As part of landmark digital copyright legislation passed in 1998, Congress said "Webcasters" would be required to pay labels and artists a fee to play their music online. This created a new type of royalty, as ordinary radio stations have long paid songwriters a small royalty but have never paid labels or artists themselves.

But Congress declined to say exactly how much the online companies should pay per song. For years, record labels and the biggest companies attempted to negotiate an appropriate rate, but they could not find a compromise between wildly different proposals.

A few companies, with Yahoo! as one of the only recognisable names, cut their own separate financial peace with the labels. Most companies waited, taking advantage of a legal provision that allowed them to balk at paying royalties until the Copyright Office set an official rate.

Last summer, the issue finally went to an arbitration panel appointed by the Copyright Office, which listened to both sides with considerable scepticism. It made its suggestions for the royalty rate in February, splitting the difference between labels' and the big streaming companies' proposals.

That panel's recommendation of 0.14 cent per song, per person listening doesn't sound like much. But small Webcasters erupted. That would add up to a figure that far exceeded many small companies' annual revenues, putting them out of business, they said.

Looking for an appeal
In a surprise decision last month, the Librarian of Congress rejected that report, however. In Thursday's decision, regulators said "significant portions of (the panel's recommendations) were arbitrary or contrary to law."

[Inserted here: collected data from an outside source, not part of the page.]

PR #6721, opened 2025-02-14
fix for error: ‘size_t’ does not name a type

smash-cracker:
FIX(client): Build error with make -j$(nproc) **note: ‘size_t’ is defined in header ‘<cstddef>’;**

### DIFF
--- a/src/mumble/AudioPreprocessor.h
+++ b/src/mumble/AudioPreprocessor.h
@@ -6,6 +6,7 @@
 #ifndef MUMBLE_MUMBLE_AUDIOPREPROCESSOR_H_
 #define MUMBLE_MUMBLE_AUDIOPREPROCESSOR_H_
 
+#include <cstddef>
 #include <cstdint>
 #include <vector>
 


Krzmbrzl (changes requested):
Please adapt your commit to follow our commit guidelines and don't introduce any formatting changes unrelated to your commit.

davidebeatrici:
> don't introduce any formatting changes unrelated to your commit.

It's not his fault, any recent `clang-format` version formats the file like this (which is correct):

```patch
-	AudioPreprocessor(const AudioPreprocessor &) = delete;
+	AudioPreprocessor(const AudioPreprocessor &)            = delete;
 	AudioPreprocessor &operator=(const AudioPreprocessor &) = delete;
```

In #6511 I simply edited the line manually in order for CI to pass.

src/mumble/AudioPreprocessor.h
```diff
@@ -6,6 +6,7 @@
 #ifndef MUMBLE_MUMBLE_AUDIOPREPROCESSOR_H_
 #define MUMBLE_MUMBLE_AUDIOPREPROCESSOR_H_
 
+#include <cstddef>
```
davidebeatrici, line 9: Alternatively, we could specify the namespace when using the datatype: `std::size_t`

It's actually recommended for C++ code.

Krzmbrzl: I think you still need to include that header though, no? I think it is the one defining both versions.

smash-cracker: Yeah. I think so. So can i do anything to help?

davidebeatrici: `<cstddef>` is only required to guarantee the datatype appears in the global namespace.

See https://stackoverflow.com/a/5079408.

Krzmbrzl: I don't think that is correct. According to https://en.cppreference.com/w/cpp/types/size_t you need to include a header in order to have `std::size_t` and one of the headers that defines it is `cstddef`.

In fact, according to https://stackoverflow.com/a/36594716 `cstddef` is required to define the namespaced version and only optionally may define the version in global namespace.

Krzmbrzl: Yes, the header should be added. What do you want to merge? With `master` branch? In that case: We (usually) don't do merges with `master`. If you want to update your branch you can rebase it against `master` but I don't see a need to do it here.

Hartmnt: @smash-cracker As @Krzmbrzl stated in his first post here, we are waiting for you to update your commit message to be following our commit guidelines and to revert the whitespace change in your commit before we merge this.

smash-cracker: oh sorry about that. I have added the necessary changes.

Hartmnt: Nice, if you now also rebase against current master, the freebsd CI pipeline should succeed and you are probably good to go

smash-cracker: Thanks. I have done the necessary steps.

Hartmnt: Well, if you look at the "Commits" tab here on GitHub, you will find that there are now 3 commits. It should only be one with the correct commit message. Also, please look up on how to rebase a branch. That is not the same thing as creating a merge commit.

If you want, I think I can fix this for you real quick (assuming that does not automatically close the MR, because you used the master branch of your fork :thinking:)

Krzmbrzl (approved):

Krzmbrzl:
Thanks for fixing this :+1:

PR #6731, opened 2025-02-19
REFAC(client,server): boost calls replaced with STL ones

g-virus-dev:
This commit replaces boost calls with STL ones


src/mumble/Global.h
```diff
@@ -6,15 +6,12 @@
...
-#include <QtCore/QDir>
-#include <boost/shared_ptr.hpp>
-
 #include "ACL.h"
 #include "ChannelListenerManager.h"
 #include "Settings.h"
 #include "Timer.h"
 #include "Version.h"
-
+#include <QtCore/QDir>
```
Krzmbrzl, line 14: Separate include blocks

src/mumble/JSONSerialization.cpp
```diff
@@ -18,15 +18,6 @@ template< typename T > using has_enum_conversion_function = decltype(enumToStrin
 
 template< typename T > struct SaveValueConverter< T, true > {
 	static const char *getValue(const T &enumeration) {
-#if BOOST_VERSION >= 106700
-		// Use the "detection idiom" to provide a proper error message in case there is no conversion function for the
-		// given enum.
-		// boost::is_detected is only available since Boost 1.67 and since we only use it to create a better error
-		// message, we can simply not make use of it, if earlier versions are used.
-		static_assert(boost::is_detected< has_enum_conversion_function, T >::value,
-					  "No viable enum-to-name function found");
```
Krzmbrzl, line 27: This we want to keep (whether via Boost or something equivalent in the STL I don't mind). Otherwise the error messages can get very confusing

src/mumble/LookConfig.cpp
```diff
@@ -297,7 +297,7 @@ void LookConfig::themeDirectoryChanged() {
 	qWarning() << "Theme directory changed";
 	QVariant themeData = qcbTheme->itemData(qcbTheme->currentIndex());
 	if (themeData.isNull()) {
-		reloadThemes(boost::none);
+        reloadThemes({});
```
Krzmbrzl, line 300: Maybe use `nullopt_t` for clarity? If so, we should also do it in the serialization test case generating Python script

src/mumble/LookConfig.h
```diff
@@ -36,7 +36,7 @@ public slots:
 
 private:
 	/// Reload themes combobox and select given configuredStyle in it
-	void reloadThemes(const boost::optional< ThemeInfo::StyleInfo > configuredStyle);
+    void reloadThemes(const std::optional< ThemeInfo::StyleInfo > configuredStyle);
```
Krzmbrzl, line 39:
```suggestion
    void reloadThemes(std::optional< ThemeInfo::StyleInfo > configuredStyle);
```
(or take by const-ref but just const doesn't make sense)

src/mumble/ServerHandler.h
```diff
@@ -12,14 +12,6 @@
 #	include "win.h"
 #endif
 
-#ifndef Q_MOC_RUN
-#	include <boost/accumulators/accumulators.hpp>
-#	include <boost/accumulators/statistics/mean.hpp>
-#	include <boost/accumulators/statistics/stats.hpp>
-#	include <boost/accumulators/statistics/variance.hpp>
-#	include <boost/shared_ptr.hpp>
```
Krzmbrzl, line 20: Should include `<memory>` instead

src/mumble/Settings.cpp
```diff
@@ -630,10 +628,7 @@ void OverlaySettings::load(const QString &filename) {
 		qWarning() << "Failed to load overlay settings due to invalid format: " << e.what();
 	}
 }
-
-#include BOOST_TYPEOF_INCREMENT_REGISTRATION_GROUP()
-
-
+/*
```
Krzmbrzl, line 631: Please remove instead of commenting this out

src/mumble/Settings.cpp
```diff
@@ -654,13 +649,15 @@ BOOST_TYPEOF_REGISTER_TYPE(QVariant)
 BOOST_TYPEOF_REGISTER_TYPE(QFont)
 BOOST_TYPEOF_REGISTER_TYPE(EchoCancelOptionID)
 BOOST_TYPEOF_REGISTER_TEMPLATE(QList, 1)
+*/
 
+#define TYPEOF(var) std::remove_reference<decltype(var)>::type
```
Krzmbrzl, line 654: To be on the safe side, this should also `remove_const`. Also note that you can make use of the `*_t` shorthands as we have moved to C++17 by now

src/mumble/ThemeInfo.h
```diff
@@ -69,8 +65,8 @@ class ThemeInfo {
 	/// Loads the theme description from a given directory
 	///
 	/// @param themeDirectory
-	/// @return Theme if description was correctly loaded. boost::none if not.
-	static boost::optional< ThemeInfo > load(const QDir &themeDirectory);
+    /// @return Theme if description was correctly loaded. std::none if not.
```
Krzmbrzl, line 68:
```suggestion
    /// @return Theme if description was correctly loaded. std::nullopt_t if not.
```

src/mumble/VoiceRecorder.cpp
```diff
@@ -12,11 +12,9 @@
 
 #include "../Timer.h"
 
-#include <boost/make_shared.hpp>
```
Krzmbrzl, line 15: Instead `<memory>` should be included

src/mumble/VoiceRecorder.cpp
```diff
@@ -142,18 +151,19 @@ QString VoiceRecorder::expandTemplateVariables(const QString &path, const QStrin
 				tmp += str[i];
 		}
 
-		str = tmp;
+        QString part = tmp;
```
Krzmbrzl, line 154: This seems to be another independent changeset that deserves a dedicated commit

src/mumble/VoiceRecorder.h
```diff
@@ -12,11 +12,6 @@
 #	include "win.h"
 #endif
 
-#ifndef Q_MOC_RUN
-#	include <boost/scoped_ptr.hpp>
-#	include <boost/shared_array.hpp>
-#endif
```
Krzmbrzl, line 18: `<memory>`

src/murmur/Messages.cpp
```diff
@@ -1875,22 +1870,26 @@ void Server::msgACL(ServerUser *uSource, MumbleProto::ACL &msg) {
 			}
 
 			// Clear old ACLs
-			foreach (a, c->qlACL) { delete a; }
+            for (ChanACL* a : c->qlACL)
+                delete a;
```
Krzmbrzl, line 1874: Please leave explicit braces in the code.

src/murmur/RPC.cpp
```diff
@@ -206,12 +206,12 @@ void Server::sendTextMessage(Channel *cChannel, ServerUser *pUser, bool tree, co
...
 				chans.insert(c);
-				foreach (c, c->qlChannels)
+                for (const auto& c : c->qlChannels)
 					q.enqueue(c);
 			}
 		}
-		foreach (c, chans) {
-			foreach (User *p, c->qlUsers)
+        for (const auto& c : chans) {
+            for (User *p : c->qlUsers)
```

In their decision, regulators rejected proposals that the fees be based on a percentage of revenue, which some Webcasters said would be fairer.

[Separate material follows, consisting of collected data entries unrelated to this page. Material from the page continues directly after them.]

PR #6736, opened 2025-02-25
FIX(Client): register const void *

### LINKED ISSUE #6735: Audio output stops working
### Description

The audio works after startup until there's no incoming Audio. In that moment appears the error message:

```
QObject::connect: Cannot queue arguments of type 'const void*'
(Make sure 'const void*' is registered using qRegisterMetaType().)
```
From then on there's no audio output anymore.
When I go into settings and press ok, the behavior will reset until the incoming audio goes silent. In that moment the error message will be printed to the console again. 

This behavior wasn't there in 2aeb6cbbd but it is there in 5b8c17595. I know, a lot has happened in-between but I can't tell where it happened. 

### Steps to reproduce

1. open mumble and connect to server
2. send audio from other client 
3. let the other client go silent
4. try to send audio again from the other client
5. no audio audible on my own machine 

### Mumble version

_No response_

### Mumble component

Client

### OS

Linux

### Reproducible?

Yes

### Additional information

_No response_

### Relevant log output

```shell

```

### Screenshots

_No response_

MaxNarr:
Added metatype registration of const void * 
previously audio output wasn't working correctly due to forgotten registration in ca87877

Closes #6735

### DIFF
--- a/src/mumble/AudioOutput.cpp
+++ b/src/mumble/AudioOutput.cpp
@@ -31,7 +31,7 @@ QMap< QString, AudioOutputRegistrar * > *AudioOutputRegistrar::qmNew;
 QString AudioOutputRegistrar::current = QString();
 
 AudioOutputRegistrar::AudioOutputRegistrar(const QString &n, int p) : name(n), priority(p) {
-	qRegisterMetaType< AudioOutputBuffer * >("AudioOutputBuffer *");
+	qRegisterMetaType< const void * >("const void *");
 
 	if (!qmNew)
 		qmNew = new QMap< QString, AudioOutputRegistrar * >();


Hartmnt (approved):

Krzmbrzl:
Could we change the commit message to state intent rather than implementation? That is, to something like `FIX(client): Audio output never reactivating after silence` and then in the actual commit message _body_ mention _how_ it was achieved (including a reference to https://github.com/mumble-voip/mumble/commit/ca87877a56067bf62a3adaa58736e76eb270ece8). So overall, I would suggest a message such as 
```
FIX(client, audio): Audio output never reactivating after silence

Since ca87877a56067bf62a3adaa58736e76eb270ece8 once the audio output has stopped even
just momentarily, it would remain inactive with an error message about const void * not being
registered as a Qt metatype.

This commit fixes the issue by explicitly registering const void * to Qt, which makes it usable in Qt's
signal/slot mechanism so that it no longer fails. A working signal/slot mechanism implies that the
audio processing remains intact and thus continues to play audio output.

Fixes #6735
```

Hartmnt:
Thanks for fixing this!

Because "many Webcasters are currently generating very little revenue, a percentage of revenue rate would require copyright owners to allow extensive use of their property with little or no compensation," the regulators' report said.

The first monthly payments for companies that play music online are due in November, for the period beginning in September. Back payments will also be due in October for any music played online since 28 October, 1998.

Some small stations began pulling their own plug just moments after the decision was made available online.

"Tag's Trance Trip," a rave-style station, posted a bitter "Off The Air" farewell message on its site.

"I regret to inform everyone that I must shut off the stream today at 5 p.m., until further notice. I cannot afford these rates," wrote Stephen 'Tag' Loomis, the site's operator. "Special thanks to the RIAA and lobbyists who helped destroy my dream. Thank you for listening, you've enriched my life, as I hope I have yours."

Music industry representatives were equally bitter, however.

"There is a reason why we have the expression, 'I can get it for a song,'" said John Simson, executive director of SoundExchange, the organisation created by record labels to collect and distribute the Webcasting fees. "It is because we, as a culture, devalue artistic creation. This is just another example of that cultural discrimination."

Either side can appeal the decision to the US Court of Appeals for the District of Columbia Circuit. An RIAA representative said the organisation would "weigh all of our options" as it studied the report.

"I can guarantee the recording industry will appeal this," said Adam Cohen, a partner at New York-based law firm Weil Gotshal & Manges, which represented a group of more than 20 Webcasters in the arbitration, and who also called the decision a disappointment. "If I were a betting man, I'd bet there will be an appeal of this decision."